Issue #1183, opened 2022-04-21
End-to-end blob storage transfer is not working


algattik:
# Bug Report

## Describe the Bug

End-to-end blob storage transfer is not working

## Steps to Reproduce
- Run consumer and provider EDC
- Perform contract negotiation
- Issue a transfer request such as
```
{
    "managedResources": false,
    "protocol": "ids-multipart",
    "connectorAddress": "http://localhost:7171/api/v1/ids/data",
    "dataDestination": {
        "properties": {
            "container": "testdocument",
            "type": "AzureStorageBlobData",
            "account": "testdocument",
            "blobname": "5a69f2f5-86b0-4244-8d17-1b786889f153"
        }
    },
    "id": "f5266fba-bf2c-4947-bfca-07c60f41c49b",
    "connectorId": "consumer",
    "contractId": "4a75736e-001d-4364-8bd4-9888490edb56:559bed97-0873-4b36-af4c-da953e4591f8",
    "assetId": "text-document",
    "transferType": {
        "contentType": "application/octet-stream",
        "isFinite": true
    }
}
```
On the provider side message, no blob account key is received

<img width="469" alt="image" src="https://user-images.githubusercontent.com/22099722/164403250-2efd0939-1dc6-40bb-bd8b-2d66486f5999.png">

## Detailed Description
_If applicable, add screenshots and logs to help explain your problem._

PR #1221, opened 2022-04-26
TransferProcess API: provide provisioned resource information

algattik:
## What this PR changes/adds

Provide DataManagement API client information about data destination properties, such as the automatically provisioned Azure storage container name when `managedResources=true`.

## Why it does that

End-to-end flow for blob storage transfers across EDC and DPF is not working (#1183). This is one of multiple PRs to solve several issues causing the problem; this PR is required to build a system test to validate the flow end to end.

When performing a transfer to Azure blob with `managedResources=true`, the consumer EDC provisions a storage container with a randomly generated name. The container is used as destination of the data copy on the provider DPF.

The client polls the TransferProcess API for completion. When the transfer is completed, the client can access the data in the storage container. However, the client currently had no way of knowing what storage container was created by the consumer provisioner. 

When using a blob storage provisioned account, the `dataDestination` will look like

```
{HashMap@15791}  size = 4
 "container" -> "7162210a-5ee9-4f43-8443-7a104c4d15fc"
 "keyName" -> "resource"
 "type" -> "AzureStorage"
 "account" -> "account2"
```

## Further notes

This is required for building system tests that verify actual data has been written. It can also be used e.g. by web app clients to generate download links.

Added a `transform_whenMinimalData` UT case to ensure no NPE when missing custom DataDestination properties and the like.

## Linked Issue(s)

Closes #1221

## Checklist

### DIFF
--- a/extensions/api/data-management/transferprocess/src/main/java/org/eclipse/dataspaceconnector/api/datamanagement/transferprocess/model/TransferProcessDto.java
+++ b/extensions/api/data-management/transferprocess/src/main/java/org/eclipse/dataspaceconnector/api/datamanagement/transferprocess/model/TransferProcessDto.java
@@ -18,6 +18,8 @@ import com.fasterxml.jackson.annotation.JsonCreator;
 import com.fasterxml.jackson.databind.annotation.JsonDeserialize;
 import com.fasterxml.jackson.databind.annotation.JsonPOJOBuilder;
 
+import java.util.Map;
+
 @JsonDeserialize(builder = TransferProcessDto.Builder.class)
 public class TransferProcessDto {
     private String id;
@@ -25,6 +27,7 @@ public class TransferProcessDto {
     private String state;
     private String errorDetail;
     private DataRequestDto dataRequest;
+    private Map<String, String> dataDestination = Map.of();
 
     private TransferProcessDto() {
     }
@@ -47,6 +50,10 @@ public class TransferProcessDto {
 
     public DataRequestDto getDataRequest() {
         return dataRequest;
+    }
+
+    public Map<String, String> getDataDestination() {
+        return dataDestination;
     }
 
     @JsonPOJOBuilder(withPrefix = "")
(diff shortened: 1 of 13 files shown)


extensions/api/data-management/transferprocess/src/main/java/org/eclipse/dataspaceconnector/api/datamanagement/transferprocess/model/TransferProcessDto.java
```diff
@@ -18,13 +18,16 @@
...
+import java.util.Map;
+
 @JsonDeserialize(builder = TransferProcessDto.Builder.class)
 public class TransferProcessDto {
     private String id;
     private String type;
     private String state;
     private String errorDetail;
     private DataRequestDto dataRequest;
+    private Map<String, String> dataDestination = Map.of();
```
ndr-brt, line 30: For coherence with the `asset` data management api, a dedicated `DataAddressDto` object could be used instead

algattik: @ndr-brt would that object only contain a map? Since the values (keys) are dependent on the address type, not sure what that would bring?

ndr-brt: Yes, it does not bring much, it's just for coherence, if here the `DataAddress` is represented as a `Map`, the same should be on the `asset` api.

algattik: It turns out the `DataAddressDto` already exists :) will reuse

algattik: Added `DataAddressInformationDto` (to avoid name conflict with `DataAddressDto` used in `asset`)

ndr-brt: @algattik I don't think they have to be called differently, as they are in different modules and have different packages, also `ContractAgreementDto` has two different definitions

paullatzelsperger (approved):
I'm not too crazy about the `TransferProcessTransformerTestData`, mostly because prefer a `Testfunctions` class with static methods. Thus I find it a bit convoluted and difficult to read the accompanying test, but that might just be my personal preference.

* WHAT IS BEING ASKED *
Please copy the data in full, character for character.

* SOLUTION TO THE EXERCISE *
Issue #1183, opened 2022-04-21
End-to-end blob storage transfer is not working


algattik:
# Bug Report

## Describe the Bug

End-to-end blob storage transfer is not working

## Steps to Reproduce
- Run consumer and provider EDC
- Perform contract negotiation
- Issue a transfer request such as
```
{
    "managedResources": false,
    "protocol": "ids-multipart",
    "connectorAddress": "http://localhost:7171/api/v1/ids/data",
    "dataDestination": {
        "properties": {
            "container": "testdocument",
            "type": "AzureStorageBlobData",
            "account": "testdocument",
            "blobname": "5a69f2f5-86b0-4244-8d17-1b786889f153"
        }
    },
    "id": "f5266fba-bf2c-4947-bfca-07c60f41c49b",
    "connectorId": "consumer",
    "contractId": "4a75736e-001d-4364-8bd4-9888490edb56:559bed97-0873-4b36-af4c-da953e4591f8",
    "assetId": "text-document",
    "transferType": {
        "contentType": "application/octet-stream",
        "isFinite": true
    }
}
```
On the provider side message, no blob account key is received

<img width="469" alt="image" src="https://user-images.githubusercontent.com/22099722/164403250-2efd0939-1dc6-40bb-bd8b-2d66486f5999.png">

## Detailed Description
_If applicable, add screenshots and logs to help explain your problem._

PR #1221, opened 2022-04-26
TransferProcess API: provide provisioned resource information

algattik:
## What this PR changes/adds

Provide DataManagement API client information about data destination properties, such as the automatically provisioned Azure storage container name when `managedResources=true`.

## Why it does that

End-to-end flow for blob storage transfers across EDC and DPF is not working (#1183). This is one of multiple PRs to solve several issues causing the problem; this PR is required to build a system test to validate the flow end to end.

When performing a transfer to Azure blob with `managedResources=true`, the consumer EDC provisions a storage container with a randomly generated name. The container is used as destination of the data copy on the provider DPF.

The client polls the TransferProcess API for completion. When the transfer is completed, the client can access the data in the storage container. However, the client currently had no way of knowing what storage container was created by the consumer provisioner. 

When using a blob storage provisioned account, the `dataDestination` will look like

```
{HashMap@15791}  size = 4
 "container" -> "7162210a-5ee9-4f43-8443-7a104c4d15fc"
 "keyName" -> "resource"
 "type" -> "AzureStorage"
 "account" -> "account2"
```

## Further notes

This is required for building system tests that verify actual data has been written. It can also be used e.g. by web app clients to generate download links.

Added a `transform_whenMinimalData` UT case to ensure no NPE when missing custom DataDestination properties and the like.

## Linked Issue(s)

Closes #1221

## Checklist

### DIFF
--- a/extensions/api/data-management/transferprocess/src/main/java/org/eclipse/dataspaceconnector/api/datamanagement/transferprocess/model/TransferProcessDto.java
+++ b/extensions/api/data-management/transferprocess/src/main/java/org/eclipse/dataspaceconnector/api/datamanagement/transferprocess/model/TransferProcessDto.java
@@ -18,6 +18,8 @@ import com.fasterxml.jackson.annotation.JsonCreator;
 import com.fasterxml.jackson.databind.annotation.JsonDeserialize;
 import com.fasterxml.jackson.databind.annotation.JsonPOJOBuilder;
 
+import java.util.Map;
+
 @JsonDeserialize(builder = TransferProcessDto.Builder.class)
 public class TransferProcessDto {
     private String id;
@@ -25,6 +27,7 @@ public class TransferProcessDto {
     private String state;
     private String errorDetail;
     private DataRequestDto dataRequest;
+    private Map<String, String> dataDestination = Map.of();
 
     private TransferProcessDto() {
     }
@@ -47,6 +50,10 @@ public class TransferProcessDto {
 
     public DataRequestDto getDataRequest() {
         return dataRequest;
+    }
+
+    public Map<String, String> getDataDestination() {
+        return dataDestination;
     }
 
     @JsonPOJOBuilder(withPrefix = "")
(diff shortened: 1 of 13 files shown)


extensions/api/data-management/transferprocess/src/main/java/org/eclipse/dataspaceconnector/api/datamanagement/transferprocess/model/TransferProcessDto.java
```diff
@@ -18,13 +18,16 @@
...
+import java.util.Map;
+
 @JsonDeserialize(builder = TransferProcessDto.Builder.class)
 public class TransferProcessDto {
     private String id;
     private String type;
     private String state;
     private String errorDetail;
     private DataRequestDto dataRequest;
+    private Map<String, String> dataDestination = Map.of();
```
ndr-brt, line 30: For coherence with the `asset` data management api, a dedicated `DataAddressDto` object could be used instead

algattik: @ndr-brt would that object only contain a map? Since the values (keys) are dependent on the address type, not sure what that would bring?

ndr-brt: Yes, it does not bring much, it's just for coherence, if here the `DataAddress` is represented as a `Map`, the same should be on the `asset` api.

algattik: It turns out the `DataAddressDto` already exists :) will reuse

algattik: Added `DataAddressInformationDto` (to avoid name conflict with `DataAddressDto` used in `asset`)

ndr-brt: @algattik I don't think they have to be called differently, as they are in different modules and have different packages, also `ContractAgreementDto` has two different definitions

paullatzelsperger (approved):
I'm not too crazy about the `TransferProcessTransformerTestData`, mostly because prefer a `Testfunctions` class with static methods. Thus I find it a bit convoluted and difficult to read the accompanying test, but that might just be my personal preference.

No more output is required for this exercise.